YOUR TASK ▸
Examine each line of the data. Copy those that contain the string "next".

EXERCISE DATA ▸
_____

PR #112, opened 2018-03-08
Remove dependency on the picotls.h header in picoquic.h

huitema:
The dependency breaks the compile on windows, unless we also include a compatibility header to declare various Linux specific types used by Picotls. I prefer to only add this dependency where strictly needed, i.e. in the module that directly interacts with Picotls.

### DIFF
--- a/picoquic/picoquic.h
+++ b/picoquic/picoquic.h
@@ -35,8 +35,6 @@
 #include <unistd.h>
 #endif
 
-#include "picotls.h"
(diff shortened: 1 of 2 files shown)


bkchr:
Ohh, did not know that this breaks the windows build. I also did not like to expose the picotls types in the public api, but I required it for the certificates parameter. Maybe a forward declaration is a good solution for the beginning.

PR #114, opened 2018-03-09
Adds `picoquic_is_client` function to check if a connection is a client

bkchr:


huitema:
Thanks for this update.

PR #115, opened 2018-03-10
Fix bug which manifests when determining stream is locally initiated

tatsuhiro-t:
If I understand it correctly, the code is checking whether stream is
initiated by local endpoint, or not.  If so, it is enough to check
that the least significant bit has desired value.

### DIFF
--- a/picoquic/frames.c
+++ b/picoquic/frames.c
@@ -603,7 +603,7 @@ picoquic_stream_head* picoquic_find_ready_stream(picoquic_cnx_t* cnx, int restri
                     /* Check parity */
                     int parity = cnx->client_mode ? 0 : 1;
 
-                    if (((stream->stream_id & 1) ^ parity) == 1) {
+                    if ((stream->stream_id & 1) == parity) {
                         if (stream->stream_id < cnx->max_stream_id_bidir_remote) {
                             break;
                         }


tatsuhiro-t:
@huitema I'm not sure you read my comment in quicdev slack, ngtcp2 client could not get response from picoquic endpoint in 3rd and 4th interop events.
After debugging your code, I confirmed that with this patch, picoquic server sends response to ngtcp2 client.
Please take a look.

huitema:
Thank you. I think there is a real problem, but I don't think this is the correct fix. Take the example of the first stream issued by the client. The spec specifies that client initiated streams should be even-numbered:
~~~
   The least significant bit (0x1) of the Stream ID identifies the
   initiator of the stream.  Clients initiate even-numbered streams
   (those with the least significant bit set to 0); servers initiate
   odd-numbered streams (with the bit set to 1).  Separation of the
   stream identifiers ensures that client and server are able to open
   streams without the latency imposed by negotiating for an identifier.
~~~
The current test is a bit convoluted, and it could be rewritten. Look at what is happening at the server side:
~~~
                    /* Check parity */
                    int parity = cnx->client_mode ? 0 : 1;

                    if (((stream->stream_id & 1) ^ parity) == 1) {
                        if (stream->stream_id < cnx->max_stream_id_bidir_remote) {
                            break;
                        }
                    } else {
                        break;
                    }
~~~
On the server, client mode is 0, so parity is 1. The next check will return true if the stream_id is even, which it should be. But this code is messy, with use of breaks. Give me a chance to look at it in details.

huitema:
OK. I understand what is happening now. This block of code is meant to check whether it is OK to write on the stream. We are looking at case where a stream was open by the application, and it is possible that the remote party is not yet ready to accept the stream, due to the stream limit restriction. The test:

1) If the stream was opened by the other party:
    * If the stream is bidir, the test should return true (break).
    * if the stream is unidir, it should return false. But there is no need to test for that here, the test is already done in the API.
    * bottom line, if the stream is open by the peer, it should be OK.
2) If the stream is open locally, it is only OK to send if the stream is under the remote party's "max stream" limit.

So the code has to test whether this is opened by a local party. If a server, that means the stream is odd. If a client, it means even. So yes, you are right and the code is wrong.

I understand why we don't hit the issue in unit tests: the tests routinely set the number of streams that the peer can start to a high value. I will merge your PR, and then I will also add a unit test in which the client sets the remote bidir limit to zero. 

Thanks for the fix.

PR #117, opened 2018-03-14
Adds Cmake switch `DISABLE_DEBUG_PRINTF` for disabling debug printf m…

bkchr:
…acro


huitema:
Also, why have a disable flag in the compilation, and an opposite enable flag in the CMake? Given the prototype nature of QUIC, I would rather have debug available by default...

bkchr:
With this approach, the debug output is enabled by default :) If you do not change anything, it will work as before.

Hmm, I find it better to be able to completely disable the debugging output. This also decreases the executable size ^^

PR #1010, opened 2020-08-16
Socket loop perf

huitema:
All picoquic based applications incorporate a "packet loop" that is a variation of:
```
while (something) {
    // ask the quic context for the duration of the next timer
    // wait for arrival of packets within that timer
    if (a_packet_arrived) {
        // submit the packet to the picoquic context
    }
    // Ask picoquic if there is a packet send
    if (something_to_send){
        // Send it
    }
}
```
This PR develops a function `picoquic_packet_loop` that executes this loop.

There are two goals in this development:

1) Simplify writing of picoquic applications by removing a lot of code.
2) Allow development of platform specific optimizations, such as using WSA sockets in Windows, or sending multiple messages in some versions of Linux. These code changes can be embedded in the packet loop function, so application developers don't have to concern themselves so much with platform dependent socket code.


huitema:
The first check-ins enable the packet loop for servers, such as the demo server or the sample server. This is not ready to merge, as enabling clients is more challenging and may lead to changes in the API.

PR #1014, opened 2020-08-18
Fix casing of 1RTT/0RTT for qlog

martinthomson:
These match the values in the spec.

### DIFF
--- a/loglib/logconvert.c
+++ b/loglib/logconvert.c
@@ -34,9 +34,9 @@ const char * ptype2str(picoquic_packet_type_enum ptype)
     case picoquic_packet_handshake:
         return "handshake";
     case picoquic_packet_0rtt_protected:
-        return "0rtt";
+        return "0RTT";
     case picoquic_packet_1rtt_protected:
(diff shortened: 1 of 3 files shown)


huitema:
This is failing because of unit tests of the qlog trace functionality. The tests run a connection and compare the qlog to an expected value. If something changes, the tests break. The expectation is that if you change the trace production, you should also change the reference test files to match what you expect, and verify that something else did not break by mistake. In your case, apply s/0RTT/0rtt/ and s/1RTT/1rtt/ in the file "./picoquictest/qlog_trace_ref.txt".

huitema:
@martinthomson I understand you just wanted to make a quick fix, and that dealing with the test suite makes it more work. If that's too much, just tell me and I will fix the issue.

martinthomson:
I apologize for not running the tests.  I just wanted to get this under your nose; I hadn't had time to locate the tests.

huitema:
No problem, glad you found that. I always have doubts about the proper casing of JSON...

Issue #1022, opened 2020-08-26
Simultaneous Connection Load


victorstewart:
Do you have any data or intuition on how many simultaneous mostly-quiet connections Picoquic can tolerate? Will 100,000 cause it to fall over?

I'd need at least 50,000 (run as a containerized instance per logical core) to consider it for production workloads.

huitema:
I did not test that, and the old adage says "if it is not tested it probably does not work". How would you write that test?

victorstewart:
@huitema 

Well it would be all about monitoring the stability of the implementation's memory usage, throughput, and latency (and no crashes) with ever growing connection count (maybe in increments of 1000 connections). 

I assume packet loss and reordering rates depend on traffic volume not open connections.

So it might not be too complicated since we don't need any intermediate chaos boxes.

huitema:
I am not worried about the extra load for attributing a packet to a connection -- this is done with a hash table, and size 50000 would not be too much of an issue. I am also not too worried about the network effects, since we use a single UDP socket for all connections, although there might be something happening in the kernel implementation of UDP and of the ARP caches. I am worried about memory size, since that was not optimized for. I am also worried about other details, such as the shutting down of connections if their are idle for too long, or the extra load of maintenance traffic to avoid the idle mechanism. That tells me that any test should not just create batches of connections, but also simulate what happens when these connections remain idle for at least 10 minutes.

From a testing point of view, I am worried about having 50000 clients. Will the local machine let me create 50000 sockets? What about handling 50000 separate client processes? It seems that a loopback test is difficult to engineer. On the other hand, I do not have the hardware available to simulate a network of clients.

Most tests are done with a simulated network using simulated time, bypassing the system network stack entirely. I could imagine a "test N clients" test written like that, but I a concerned that the same thread will handle both the clients and the server. So the first testing iterations will probably need to deal with the perf of the test itself.

Of course, if you do have a test infrastructure available, I will be happy to look at the results.

huitema:
@victorstewart What is the traffic model for your applications? Some are easier than other. For example, if the transactions are initiated by the client, it is more efficient to just let the connection expire after an idle timer, and have the client set another connection when a new transaction is needed. With 0-RTT, this can be done without any extra delay. This is what is done for example for DNS over QUIC. But if the server is pushing data to the client at random intervals, then the connection needs to stay up -- and also needs to deal with issues like NATs and Firewalls.

victorstewart:
[...]

PR #1032, opened 2020-09-06
Functional test of many parallel cnx

huitema:
This is the unit test version of the connection stress. It simulates 100 connections on a single core -- in fact 100 client connections and 100 server connections. The test checks that the simulation runs faster that the real time clock -- on dev laptop, it runs in 1.1 sec, for a simulated duration of 120 sec. Two tasks left before checking this in and closing issue #1022:

1) Add an option to `picoquic_ct` to run this code in "stress" mode, with arbitrary target duration and arbitrary number of connections.

2) Run a first pass of performance analysis. If the simulation runs 100 connections and the associated load for 120 seconds in 1 seconds, it probably only runs about 10,000 connections on a single core, falling short of the 50,000 target. We need to understand first where the time is spent.

Depending on the analysis, we may be able to quickly remove some bottlenecks, or it may be more complicated, in which case individual bugs will be filed for the identified issues.

### DIFF
--- a/CMakeLists.txt
+++ b/CMakeLists.txt
@@ -53,8 +53,9 @@ set(PICOQUIC_TEST_LIBRARY_FILES
     picoquictest/ack_of_ack_test.c
     picoquictest/bytestream_test.c
     picoquictest/cleartext_aead_test.c
-    picoquictest/cplusplus.cpp
     picoquictest/cnx_creation_test.c
+    picoquictest/cnxstress.c
+    picoquictest/cplusplus.cpp
     picoquictest/hashtest.c
     picoquictest/intformattest.c
     picoquictest/multipath_test.c
--- a/PerfAndStressTest/PerfAndStressTest.cpp
+++ b/PerfAndStressTest/PerfAndStressTest.cpp
@@ -95,16 +95,20 @@ namespace PerfAndStressTest
             Assert::AreEqual(ret, 0);
         }
 
-        TEST_METHOD(fuzz)
-        {
+        TEST_METHOD(fuzz) {
             int ret = fuzz_test();
 
             Assert::AreEqual(ret, 0);
         }
 
-        TEST_METHOD(fuzz_initial)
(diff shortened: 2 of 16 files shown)


huitema:
Simulations shows that the execution time of the simulation increase more than linearly with the number of connections:


NB Clients | Wall Time (s) | `picoquic_reinsert_by_wake_time`
-- | -- | --
100 | 0.136934 |  
200 | 0.271403 |  
500 | 0.700534 |  
1000 | 1.497147 | 1.92%
2000 | 3.341739 | 4.44%
5000 | 10.46268 | 9.50%
10000 | 27.21576 | 50.47%
20000 | 93.48444 |  
50000 | 571.4684 |  

When the number of connections is small, the largest fraction of the CPU usage can be traced to the TLS stack. But when the number of connections increases, a growing fraction of the CPU time is spent in the function `picoquic_reinsert_by_wake_time` as seen on measurements for 1000, 2000, 5000 and 10000 connections. The number for 10000 connections is computed on the tail of the simulation, when all the TLS sessions are already established, and is thus probably not directly comparable to the figures for 1000, 2000 and 5000. However, this clearly points to a hot spot that should be fixed.

huitema:
Replacing the linear search in `picoquic_reinsert_by_wake_time` enables management of large sets of client connections. The cost of the simulation is now more or less linear with the number of simulated connections, as expected:


NB Clients | Wall Time (s) | picoquic_reinsert_by_wake_time | After fix
-- | -- | -- | --
100 | 0.137 |   | 0.140
200 | 0.271 |   | 0.279
500 | 0.701 |   | 0.714
1000 | 1.497 | 1.92% | 1.471
2000 | 3.342 | 4.44% | 3.010
5000 | 10.463 | 9.50% | 7.467
10000 | 27.216 | 50.47% | 14.624
20000 | 93.484 |   | 32.186
50000 | 571.468 |   | 71.735

PR #1046, opened 2020-10-01
Windows send multiple

huitema:


huitema:
Checking in, because the mechanism is solid, although the speed improvements on Windows failed to materialize.

PR #1052, opened 2020-10-02
Remove QUIC_ prefix in SSLKEYLOG

huitema:
Wireshark does not need these prefixes anymore, and will drop support in a coming release.


huitema:
@Lekensteyn can you take a look? Is this what you want?

PR #1058, opened 2020-10-12
Adding an install option to CMake

huitema:
This is a first attempt at installing executable, libraries and include files for Picoquic. There are obvious questions, e.g. where we should target generic location s, e.g., "/usr/local/bin", versus specific locations, e.g.,  "/usr/local/bin/picoquic/", or whether the file names such as "autoqlog.h" should have a more specialized name like "picoquic_autoqlog.h". Also, should we have a configuration file? But I would rather only do these changes after getting actual feedback from users.

### DIFF
--- a/CMakeLists.txt
+++ b/CMakeLists.txt
@@ -14,7 +14,7 @@ endif()
 set(PICOQUIC_LIBRARY_FILES
     picoquic/bbr.c
     picoquic/bytestream.c
-	picoquic/cc_common.c
+    picoquic/cc_common.c
     picoquic/cubic.c
     picoquic/fastcc.c
     picoquic/frames.c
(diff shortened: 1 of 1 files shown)


tbarbette:
Tested and works perfectly on Ubuntu 18.04.

It would be also nice to install a pkg-config file so one can use `pkg-config --libs picoquic` to find the libs, `--exists` to check if it's installed, etc.

I can try to do something if you don't have time.

Then, doing the same for picotls, and then, eventually find the dependency automatically instead of looking for ../picotls :)

huitema:
@tbarbette For picotls, I started https://github.com/h2o/picotls/pull/327.

I am still worried about the name space issues, especially for the header files. Some of the names are not unique. Exporting "picoquic.h" seems fine, but for other files it might be better to but them in a subfolder. Picotls has the same problem, I will look at the solution adopted there and use the same for picoquic.

huitema:
The only questionable part of this PR is the naming of the include files "demoserver.h" and "democlient.h", whose names could well conflict with client and server demos developed by another application. If someone complaints, the names may need to be changed.

Issue #1057, opened 2020-10-11
Modular support of crypto suites


huitema:
Would it be possible to remove the dependency of Picoquic on OpenSSL? That dependency is somewhat annoying on Windows because it forces using a component not part of the system, and may be a blocker in some IOT deployments. Ideally, Picoquic should work just fine if OpenSSL was not present, and would only use the OpenSSL components if they are available and better than the default components.

Picoquic depends on the implementation of TLS 1.3 in Picotls, but it also depends on OpenSSL for the implementation of several algorithms: AESGCM, ChaCha/Poly, AES128_ECB, SHA256, secp256r1, x25519, SHA384. The encryption and key exchanges algorithms are provided to Picotls through an API, when the master TLS context is initialized. In Windows, the AESGCM, SHA256, SHA384 and secp256r1 components are available in the Bcrypt library. The Picotls library includes implementations of all algorithms as part of the minicrypto library. The new implementation of AESGCM in the fusion library is as fast or faster as that of OpenSSL, but the implementation of ChaCha/Poly is much slower. If we solve the performance issues, or if we decide that they are not important, we could initialize the TLS context using the Windows and/or Minicrypto libraries, removing that dependency.

These are not the only dependencies. The code calls "ptls_openssl_init_sign_certificate" to set up the public key of the server and "ptls_openssl_dispose_sign_certificate" to dispose it, "ptls_openssl_init_verify_certificate" to create and "ptls_openssl_dispose_verify_certificate" to remove the certificate verification code, "ptls_openssl_random_bytes" to initialize the random number generator. There are also error tracing functions that access open_ssl error messages. The Picotls code allows for calling substitutes for these functions, but apart from "random_bytes" these alternatives are limited to the support of "PTLS_SIGNATURE_ECDSA_SECP256R1_SHA256" in the minicrypto library: servers could only support ECDSA certificates and not RSA certificates; clients do not have good alternative for verifying certificates. Those would have to be developed.

Most dependencies are concentrated in "tls_api.c" for the Picoquic-core library, and in a few files for the test library.

Removing OpenSSL dependencies is a large body of work. We should decided whether we want to simply remove OpenSSL and always use a different code, use compile time #ifdef to compile with OpenSSL or an alternative crypto provider, or use an API to let application select among existing providers, or bring their own. Out of these, the "single option" has the advantage of simplicity, while the compile option makes testing hard. An API design would allow testing the "matrix" of providers, and could be the best solution, if the complexity can be mastered.

[...]

PR #1059, opened 2020-10-12
Propose new structure and modular support implementation [WIP]

BitFis:
This pull request contains a possible future implementation of a modularized way addressing #1057.

API parts:
- [ ] Certificate verification backend
- [ ] Key loading procedures
- [ ] Crypto alg. backend / calls to algorithm / implementation
- [ ] Encrypt / Decrypt functions (AEAD and one way functions)
- [ ] platform backend
  - [ ] entropy / RND functions

Current state:
- [ ] Define slim crypto API containing all picoQuic calls
  - [ ] handle the "cipher suite" issues (AEAD and one way functions)
  - [ ] handling of certificates
- [ ] Develop crypto implementations examples
  - [ ] openssl
  - [ ] minicrypto or fusion
- [ ] Enable defining endpoint during compilation or linking


picoquic/pictls_openssl_crypto.c
```diff
@@ -0,0 +1,25 @@
+/*
+* Copyright (c) 2020, The PicoQuic Authors.
+* All rights reserved.
```
huitema, line 3: I am OK with copyright to a specific author, but I also need a copyright to Private Octopus Inc., maybe delegated. Otherwise, source management could become very messy.

huitema: Also, please check the name. Cannot be "pictls_". Should be either "ptls_", the convention in picotls, or "picoquic". Or maybe just "openssl_crypto.c".

picoquic/pictls_openssl_crypto.c
```diff
@@ -0,0 +1,25 @@
...
+* LOSS OF USE, DATA, OR PROFITS; OR BUSINESS INTERRUPTION) HOWEVER CAUSED AND
+* ON ANY THEORY OF LIABILITY, WHETHER IN CONTRACT, STRICT LIABILITY, OR TORT
+* (INCLUDING NEGLIGENCE OR OTHERWISE) ARISING IN ANY WAY OUT OF THE USE OF THIS
+* SOFTWARE, EVEN IF ADVISED OF THE POSSIBILITY OF SUCH DAMAGE.
+*/
+
+/**
+ *
+ */
+
```
huitema, line 24: We obviously need to define the API before populating that. For test purposes, it would be good to have not just one implementation, but at least two -- say one with openssl and one with minicrypto. That's a good way to find out what is really specific to an implementation, and what should stay in the common code in tls_api.c.

picoquictest/crypto_api_test.c
```diff
@@ -0,0 +1,39 @@
...
+    (void)loss_mask;
+    (void)proposed_version;
+    (void)sni;
+    (void)alpn;
+
+    return 0;
+}
+
+int crypto_api_test() {
+    return crypto_api_test_endpoint(NULL, PICOQUIC_INTERNAL_TEST_VERSION_1, PICOQUIC_TEST_SNI, PICOQUIC_TEST_ALPN);
```
huitema, line 38: That's where we need to consider testing at least 2 implementations, using execution time selection.

picoquictest/crypto_api_test.h
```diff
@@ -0,0 +1,38 @@
+/*
+* Copyright (c) 2020, The PicoQuic Authors.
+* All rights reserved.
```
huitema, line 3: Same remark as above on copyright to Private Octopus.

picoquictest/h3zerotest.c
```diff
@@ -74,7 +74,7 @@ static h3zero_test_integer_case_t h3zero_int_case[] = {
```
huitema, line 74: It seems that the only changes in these file are formatting changes. If that's the case, maybe we should leave it untouched. But then, we may indeed need a change somewhere, for example to set the default crypto.

huitema (commented):
Glad to see that you are starting this. I have a few comments, but that boils down to:

1) First define the API, probably based on a "crypto_context" structure containing pointers to data and functions.

2) In a first milestone, just handle the "cipher suite" issues (AEAD and one way functions)

3) Leave the handling of certificates to a  further milestone

4) Develop 2 crypto implementations, not just one, so we can test the switching of API, and also get a feeling about which code shall remain common.

picoquic/pictls_openssl_crypto.c
BitFis: True, I thought we could change it to a more generic Copyright since I am not part of Private Octopus Inc., I dont care to much about copyright, what about:

```c
/*
* Copyright (c) 2020, Private Octopus Inc., The PicoQuic Authors.
* All rights reserved.
```

This was inspired by https://github.com/openthread/openthread/blob/master/LICENSE.

picoquic/pictls_openssl_crypto.c
BitFis: got you, will go for `ptls_fusion_backend.c` and `ptls_openssl_backend.c`.

picoquictest/crypto_api_test.h
BitFis: 👍 I will add the files like this right now, but we can change it as soon as we defined what you prefer

picoquictest/h3zerotest.c
BitFis: still unsure what triggered it, will remove it

picohttp_t/picohttp_t.c
```diff
@@ -29,7 +29,7 @@
 #include <stdlib.h>
 
 extern size_t picohttp_nb_stress_clients;
-size_t picohttp_test_multifile_number;
+static size_t picohttp_test_multifile_number;
```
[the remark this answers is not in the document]
BitFis: #1061

picoquic/pictls_openssl_crypto.c
huitema: Private Octopus is my one person company. Not that I am making any money with the code, but i would rather have a clean copyright there. At some point I could set up something like a non-profit picoquic foundation, but that requires a fair bit of lawyers fee, so I would only do it if there is actual demand.

What you propose here, " Copyright (c) 2020, Private Octopus Inc., The PicoQuic Authors",  is fine.

picoquictest/picotls_openssl_crypto_backend.c
```diff
@@ -0,0 +1,23 @@
+/*
```
huitema, line 1: Is this a file containing test code of actual code?

picoquictest/h3zerotest.c
BitFis: should be moved now to #1061

BitFis: I proposed the usage of clang-format and editorconfig #1062, so future issues like those can be handled fluently during upload. Await your feedback there

picoquic_crypto/ptls_fusion_backend.c
```diff
@@ -0,0 +1,23 @@
+/*
+* Copyright (c) 2020, Private Octopus, Inc., The PicoQuic Authors.
```
huitema, line 2: I started working on integration of fusion -- the first step was done inside the Picotls project, to add the fusion code to a benchmark program. This requires changes in the generic AEAD implementation in tls_api.c. I think those changes need to be done before we start splitting some of the code in a crypto library. I will push a PR for that soon.

CMakeLists.txt
```diff
@@ -34,11 +34,14 @@ set(PICOQUIC_LIBRARY_FILES
     picoquic/spinbit.c
     picoquic/ticket_store.c
     picoquic/token_store.c
-    picoquic/tls_api.c
     picoquic/transport.c
```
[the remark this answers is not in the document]
huitema: @BitFis please revert this change. The "tls_api.c" code should stay in the "core" library for now.

picoquic_crypto/ptls_fusion_backend.c
BitFis: Great, I am starting with a basic skeleton of the crypto api as a suggestion, It then can be changed at a later state. Also be aware that I will force push this branch

picoquictest/picotls_openssl_crypto_backend.c
BitFis: This was ment to have only test code

CMakeLists.txt
```diff
@@ -34,11 +34,14 @@ set(PICOQUIC_LIBRARY_FILES
...
     picoquic/util.c
 )
 
+set(PICOQUIC_CRYPTO_LIBRARY_FILES
+    picoquic/tls_api.c
+)
+
```
huitema, line 44: Please don't do that. The glue to the picotls library really belongs in the core library.

I am not convinced that we need to handle the crypto implementations in a separate library, by opposition to keeping the files in the core library. Having the files in separate libraries just makes it harder for application. They will always need the crypto functions, so now they have to load two libraries instead of one.

Having a single library or two libraries has no effect on the size of the executable. Individual object files in the library only get loaded if the application uses functions or data from that file. If the crypto variant have different headers, the application will get to chose by inserting the chosen header and calling the "setup" function in the API.

See for example how "autoqlog" works.

CMakeLists.txt
```diff
@@ -117,8 +134,7 @@ add_library(picohttp-core
 )
 
 target_link_libraries(picohttp-core
-    ${PTLS_LIBRARIES}
-    ${OPENSSL_LIBRARIES}
+    picoquic-crypto-picotls-openssl
 )
```
huitema, line 138: I don't like the idea of separate libraries for each crypto variant. That is making the project more complex, and requires a cascade of changes in applications.

huitema:
As I said in a few comments, I don't like the idea of creating separate libraries for crypto variants. That creates cascading changes in a set of unrelated projects. It also creates recurring issues with visual studio build. I think that we should keep it as a single "core" project for now, and roll back the creation of separate crypto projects.

We should absolutely have separate files for each crypto implementation, and a code structure that allows the linker to only pick the object files required for build. But let's start with a small PR, whose only focus is the crypto API.

CMakeLists.txt
BitFis: I thought of statically linking the crypto implementation. This should help seperating the core implementation from the crypto backend implementation and prevent any acidental usage of direct crypto calls. But i would have kept all crypto implementation in the same library for now. What do you think?

BitFis:
> As I said in a few comments, I don't like the idea of creating separate libraries for crypto variants. That creates cascading changes in a set of unrelated projects. It also creates recurring issues with visual studio build. I think that we should keep it as a single "core" project for now, and roll back the creation of separate crypto projects.
> 
> We should absolutely have separate files for each crypto implementation, and a code structure that allows the linker to only pick the object files required for build. But let's start with a small PR, whose only focus is the crypto API.

Sounds good with me, I actually started to struggle with the vs project files. I will undo those change

picoquic/ptls_openssl_backend.c
```diff
@@ -0,0 +1,23 @@
...
+* (INCLUDING, BUT NOT LIMITED TO, PROCUREMENT OF SUBSTITUTE GOODS OR SERVICES;
+* LOSS OF USE, DATA, OR PROFITS; OR BUSINESS INTERRUPTION) HOWEVER CAUSED AND
+* ON ANY THEORY OF LIABILITY, WHETHER IN CONTRACT, STRICT LIABILITY, OR TORT
+* (INCLUDING NEGLIGENCE OR OTHERWISE) ARISING IN ANY WAY OUT OF THE USE OF THIS
+* SOFTWARE, EVEN IF ADVISED OF THE POSSIBILITY OF SUCH DAMAGE.
+*/
+
+/**
+ * PicoTLS with openssl backend [WIP]
+ */
```
huitema, line 23: Fusion is interesting from an API design point of view. The code in Picotls only runs on x64 platforms that support the AES instruction set. The application could try to use #ifdef to only add if fusion if supported, but that's error prone. Picotls has a function "int ptls_fusion_is_supported_by_cpu(void)" that can be called at run-time, and that's much more reliable.

In practice, that function will have to run during the "setup" call to the API. If the function returns False, the AESGCM suites will have to be provided differently -- minicrypto, openssl, maybe bcrypt on Windows.

There are two choices for the crypto-API: either have setup return an error, in which case the application will have to try a different provider; or require the "fusion" provider to do the fallback internally. I think letting the application decide is better.

huitema:
@BitFis I just completed PR #1064, to negotiate the fusion implementation of AESGCM when available. The good news is that the fusion code works well.

huitema:
I have started PR #1066, to isolate the crypto ops at the top of tls_api.c. I think this will facilitate the design of the crypto API.
The current code resulting from that PR is not great. There are too many functions, reflecting the incremental development of the API calls over several years.

Some of the calls are redundant, and should be replaced by "core" routines orchestrating simple functions. Also, calling conventions should be enforced, in order to align the resulting API with the look and feel of picotls. But this is probably a simpler start for the crypto API development than the previous code.

BitFis:
I would leave the PR for now while I do changes as reference. But you are right, it makes more sence to break it down in smaller parts. So for finished small parts, I will make clean small PRs. But you can also close it you feel it is inconvenient.

huitema:
We need to continue this effort. I did the work on PR #1066 to better understand what was involved, and I think that I see it much better now. As you said, we need to proceed by small parts, for two reasons. First, big parts are harder and the risk of destabilizing the code is much higher. Second, we are learning as we proceed, and it is much easier to learn step by step.

One of the lesson I learned in this exercise is that the dependency on OpenSSL can be split in two issues: the crypto library proper, and the management of certificates. The crypto library part covers AEAD algorithms and Key Exchange suites, and also random number generation. I think that part is almost ready, and we should start there. We may need to simplify a bit after PR #1066, but we are very close.

Doing a crypto API will solve some issues like picking the best algorithms for a given platform, but will not completely solve the dependency on OpenSSL. Picoquic uses the OpenSSL library for certificate verification: the "certificate_verifier" function used in the client, and the "sign_certificate" function used in the server. These functions are only partially implemented in the Picotls library. Picotls does not support RSA, its internal implementation of "sign certificate" can only support ECDSA certificates. Picotls has not equivalent of the "verify_certificate" function, and the only practical alternative is to have a null verifier.

To fully remove the OpenSSL dependency, we need first to address gaps in Picotls. For example, Picotls does have a function for loading private keys (ptls_minicrypto_load_private_key), but that alternative does not yet handle the Elliptic Curve key format used by default in OpenSSL, forcing deployment to convert to the "standard" format. Picotls does not have a "certificate verify" function, and that would need to be developed. The loading of certificate lists would have to be tested. Some support for RSA would have to be added. All of that is doable, but requires work and time.

We may also want to develop alternatives to the "verify_certificate" approach, which is based on PKI. This is adequate for Web interactions, but other approaches might be needed if we want P2P or IOT applications: a "trust on first use" strategy similar to SSH for P2P, and the use of raw public keys instead of certificates for IOT. The API will need to handle that in the future.

But let's not just stop in front of this work. The code is ripe for the implementation of a basic crypto provider API. Let's start there.

BitFis:
Sadly I have to put my work on this on ice for now, since priorities changed. I will reopen this issue when I get back to it at work or during the weekends.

_____

EXPECTED OUTPUT ▸
On the server, client mode is 0, so parity is 1. The next check will return true if the stream_id is even, which it should be. But this code is messy, with use of breaks. Give me a chance to look at it in details.
    // ask the quic context for the duration of the next timer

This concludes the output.